### EXERCISE DESCRIPTION
Return the lines of the data below in which the string "acme" occurs.
**** INFORMATION SHOWN
PR #5554, opened 2018-02-07
Add mechanism to detect acme version

### LINKED ISSUE #5491: Add automatic ACME protocol detection mechanism to the acme library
********
### ANSWER BELOW
Add mechanism to detect acme version
### LINKED ISSUE #5491: Add automatic ACME protocol detection mechanism to the acme library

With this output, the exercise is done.